# [REQUIREMENT]
Wherever "should" appears in the records below, copy the line that holds it.

::: PROVIDED RECORDS :::

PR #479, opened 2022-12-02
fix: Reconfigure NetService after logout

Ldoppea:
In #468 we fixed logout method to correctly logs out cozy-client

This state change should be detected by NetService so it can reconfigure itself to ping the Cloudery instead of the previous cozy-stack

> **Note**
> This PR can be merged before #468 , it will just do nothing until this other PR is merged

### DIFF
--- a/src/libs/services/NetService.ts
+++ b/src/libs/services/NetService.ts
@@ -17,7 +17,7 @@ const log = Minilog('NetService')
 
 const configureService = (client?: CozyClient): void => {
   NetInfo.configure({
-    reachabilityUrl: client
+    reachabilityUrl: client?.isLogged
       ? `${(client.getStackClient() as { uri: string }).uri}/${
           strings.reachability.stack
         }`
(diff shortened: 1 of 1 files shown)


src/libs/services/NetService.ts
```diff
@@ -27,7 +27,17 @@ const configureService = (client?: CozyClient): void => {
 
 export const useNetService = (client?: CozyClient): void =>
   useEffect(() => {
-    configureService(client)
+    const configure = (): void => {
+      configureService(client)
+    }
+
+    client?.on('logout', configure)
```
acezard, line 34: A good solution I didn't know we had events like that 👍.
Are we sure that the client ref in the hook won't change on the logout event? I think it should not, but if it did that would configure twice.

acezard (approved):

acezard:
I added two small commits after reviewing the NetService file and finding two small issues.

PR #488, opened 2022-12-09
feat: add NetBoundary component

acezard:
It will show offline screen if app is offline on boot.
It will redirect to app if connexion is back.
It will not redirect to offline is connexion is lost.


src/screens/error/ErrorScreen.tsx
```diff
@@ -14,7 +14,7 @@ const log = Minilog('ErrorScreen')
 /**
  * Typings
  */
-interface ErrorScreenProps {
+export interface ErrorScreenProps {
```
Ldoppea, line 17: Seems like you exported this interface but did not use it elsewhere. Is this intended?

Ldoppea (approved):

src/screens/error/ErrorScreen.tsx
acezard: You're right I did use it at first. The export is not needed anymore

:::

# [THE COMPLETED TASK]
This state change should be detected by NetService so it can reconfigure itself to ping the Cloudery instead of the previous cozy-stack
Are we sure that the client ref in the hook won't change on the logout event? I think it should not, but if it did that would configure twice.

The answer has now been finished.